The Geometry of Robust Value Functions
This work provides foundational insights into reinforcement learning under uncertainty, though it is incremental as it extends prior geometric analyses from MDPs to RMDPs.
The paper tackled the problem of characterizing the geometry of robust value functions in Robust MDPs, showing that the robust value space is determined by conic hypersurfaces and that extreme points in the uncertainty set suffice for this characterization.
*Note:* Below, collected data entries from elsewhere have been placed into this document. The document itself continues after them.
PR #4640, opened 2024-09-21
Add all artifacts/spells/skills to quest widget lists and disable banned

godric3:
Previous code added at most as many items as were in allowed lists, which caused to skip last items if some were banned.

### DIFF
--- a/mapeditor/inspector/questwidget.cpp
+++ b/mapeditor/inspector/questwidget.cpp
@@ -48,11 +48,10 @@ QuestWidget::QuestWidget(MapController & _controller, CQuest & _sh, QWidget *par
 	}
 	
 	//fill artifacts
-	for(auto const & artifactPtr : VLC->arth->objects)
+	for(const auto artifactPtr : VLC->arth->objects)
 	{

The space of value functions is a fundamental concept in reinforcement learning. Characterizing its geometric properties may provide insights for optimization and representation. Existing works mainly focus on the value space for Markov Decision Processes (MDPs). In this paper, we study the geometry of the robust value space for the more general Robust MDPs (RMDPs) setting, where transition uncertainties are considered. Specifically, since we find it hard to directly adapt prior approaches to RMDPs, we start with revisiting the non-robust case, and introduce a new perspective that enables us to characterize both the non-robust and robust value space in a similar fashion. The key of this perspective is to decompose the value space, in a state-wise manner, into unions of hypersurfaces. Through our analysis, we show that the robust value space is determined by a set of conic hypersurfaces, each of which contains the robust values of all policies that agree on one state. Furthermore, we find that taking only extreme points in the uncertainty set is sufficient to determine the robust value space. Finally, we discuss some other aspects about the robust value space, including its non-convexity and policy agreement on multiple states.